If the system works as a first-pass triage tool or an alert layer inside a slide viewer, its benefit may be quite different from using it as an independent reader. In the first setting, it may reduce search time in large slides and draw attention to specific regions. In the second, the requirements for validation, governance, and decision interpretation become much higher.
Few-shot models may change adoption calculations
One reason AI has entered laboratories slowly is the cost of data. Collecting tens of thousands of images, labeling them, reviewing them, and then retraining the model for each task is a long and expensive path. It does not fit every laboratory, every health system, or every rare cancer.
That is why relying on a few examples is appealing. A laboratory with a limited number of documented cases may be able to test a tool more quickly. A center in a resource-limited setting may not need to build a large dataset before it can start assessing model utility. But appeal is not enough. The few examples themselves must be representative. One poorly chosen slide may steer the system in the wrong direction, and eight slides may not capture variation in preparation, histologic pattern, and scanner differences.
This places a new responsibility on the pathologist. The role will extend beyond pressing the start button to choosing reference examples, defining acceptable cases, and setting the limits of model use. A tool that learns from a few examples makes the quality of those examples part of the quality of the final decision.
What should be required before clinical use?
Before considering the adoption of a model such as PRET, I see local testing as non-negotiable. Each laboratory needs to know how the system performs on its own slides, not only on a benchmark dataset.

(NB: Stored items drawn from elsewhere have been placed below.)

PR #144, opened 2022-05-04
Fix bug with default_app_config removal in nested __init__.py

browniebroke:
The current version of `default_app_config` removal implemented in #140 only works if the `__init__.py` is at the top level, not if it's under a subdirectory, which is where it's going to be most of the time.

### DIFF
--- a/src/django_upgrade/data.py
+++ b/src/django_upgrade/data.py
@@ -21,7 +21,7 @@ settings_re = re.compile(r"\bsettings\b")
 
 test_re = re.compile(r"(\b|_)tests?(\b|_)")
 
-dunder_init_re = re.compile(r"(^|[\/])__init__.py$")
+dunder_init_re = re.compile(r"(^|[\\/])__init__\.py$")
 
 
 class State:
--- a/src/django_upgrade/data.py
+++ b/src/django_upgrade/data.py
@@ -21,7 +21,7 @@ settings_re = re.compile(r"\bsettings\b")
 
 test_re = re.compile(r"(\b|_)tests?(\b|_)")
 
-dunder_init_re = re.compile(r"\b__init__\.py$")
+dunder_init_re = re.compile(r"\b__init__.py$")
 
 
 class State:
--- a/src/django_upgrade/data.py
+++ b/src/django_upgrade/data.py
@@ -21,7 +21,7 @@ settings_re = re.compile(r"\bsettings\b")
 
 test_re = re.compile(r"(\b|_)tests?(\b|_)")
 
-dunder_init_re = re.compile(r"\b__init__.py$")
+dunder_init_re = re.compile(r"(^|[\/])__init__.py$")
 
 
 class State:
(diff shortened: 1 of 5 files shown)


src/django_upgrade/data.py
```diff
@@ -21,6 +21,8 @@ def __init__(self, target_version: tuple[int, int]) -> None:
 
 test_re = re.compile(r"(\b|_)tests?(\b|_)")
 
+dunder_init_re = re.compile(r"\b__init__.py$")
```
adamchainz, line 24: I think we should check for a path separator rather a word boundary (which would match weird names like `foo-__init__.py`)

something like:

```suggestion
dunder_init_re = re.compile(r"(^|[\/])__init__.py$")
```

tests/test_data.py
```diff
@@ -46,3 +46,39 @@ def test_looks_like_test_file_false(filename):
...
     )
     assert not state.looks_like_test_file()
+
+
+@pytest.mark.parametrize(
+    ("filename"),
+    (
+        "__init__.py",
+        "package/__init__.py",
+        "project/package/__init__.py",
```
adamchainz, line 56: we should test windows style as well

```suggestion
        "__init__.py",
        "package/__init__.py",
        "package\__init__.py",
        "project/package/__init__.py",
        "project\package\__init__.py",
```

tests/test_data.py
```diff
@@ -46,3 +46,39 @@ def test_looks_like_test_file_false(filename):
...
+        filename=filename,
+        from_imports={},
+    )
+    assert state.looks_like_test_file()
+
+
+@pytest.mark.parametrize(
+    ("filename"),
+    (
+        "__thing__init__.py",
```
adamchainz, line 71: for the word separator change

```suggestion
        "__thing__init__.py",
        "thing-__init__.py",
```

src/django_upgrade/data.py
browniebroke: Oh yes, of course... I think I didn't completely undertsand the regex 🙈 

I can make the changes, but I see you started to pick them up?

tests/test_data.py
```diff
@@ -46,3 +46,42 @@ def test_looks_like_test_file_false(filename):
...
+    ("filename"),
+    (
+        "__init__.py",
+        "package/__init__.py",
+        r"package\__init__.py",
+        "project/package/__init__.py",
+        r"project\package\__init__.py",
+    ),
+)
+def looks_like_dunder_init_file_true(filename):
```
adamchainz, line 61: woops this and the below weren't called `test_`, so they didn't run... 100% test coverage to the rescue though! fixing...

browniebroke: Yes, my mistake... 😞  Nice catch coverage ☂️

tests/test_data.py
```diff
@@ -64,7 +64,7 @@ def test_looks_like_dunder_init_file_true(filename):
         filename=filename,
         from_imports={},
     )
-    assert state.looks_like_test_file()
+    assert state.looks_like_dunder_init_file()
```
browniebroke, line 67: Damn... I was on a roll 😢

adamchainz:
released in 1.6.1 !

tests/test_data.py
adamchainz: no worries this is why we have tools :)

Differences in fixation, sectioning, staining, scanning, and image compression may change behavior enough to affect trust.
The second requirement is error analysis. Averages are not enough. We need examples of cases in which the system failed, the size of foci it missed, and the tissue types or artifacts that raised false positives. Without that, the overall number may be useful for a scientific presentation, but it is not enough to change workflow.
The third requirement is the tool’s place inside the laboratory. If it is used for slide triage, its effect on reading time, the number of regions reviewed by the physician, and the proportion of cases requiring additional return should be measured. If it is used to suggest a subtype or tumor segmentation, it should be tied to clear standards for human review and documentation in the report.
A balanced reading of the report
PRET points to an important direction in digital pathology: models that depend less on lengthy task-by-task training and make better use of a small number of reference examples. This may fit especially well with frequent, time-consuming tasks such as lymph node examination, or tasks in which large datasets are difficult to collect.
But the strength reported in the study does not remove daily questions. Does the model keep its performance on slides from small laboratories? Is it affected by scanner type? Can it handle imperfect staining? Does it give the physician an understandable decision map, or only a numeric result? These questions will determine the system’s value in the laboratory, not the headline alone.
The professional conclusion is simple: PRET pushes us to raise the quality of the questions we ask of AI tools while keeping the pathologist at the center of the decision. The published numbers are strong, and the lymph node metastasis task deserves follow-up, but the path to clinical use runs through strict local validation, transparent error analysis, and a clear definition of the physician’s role at each step.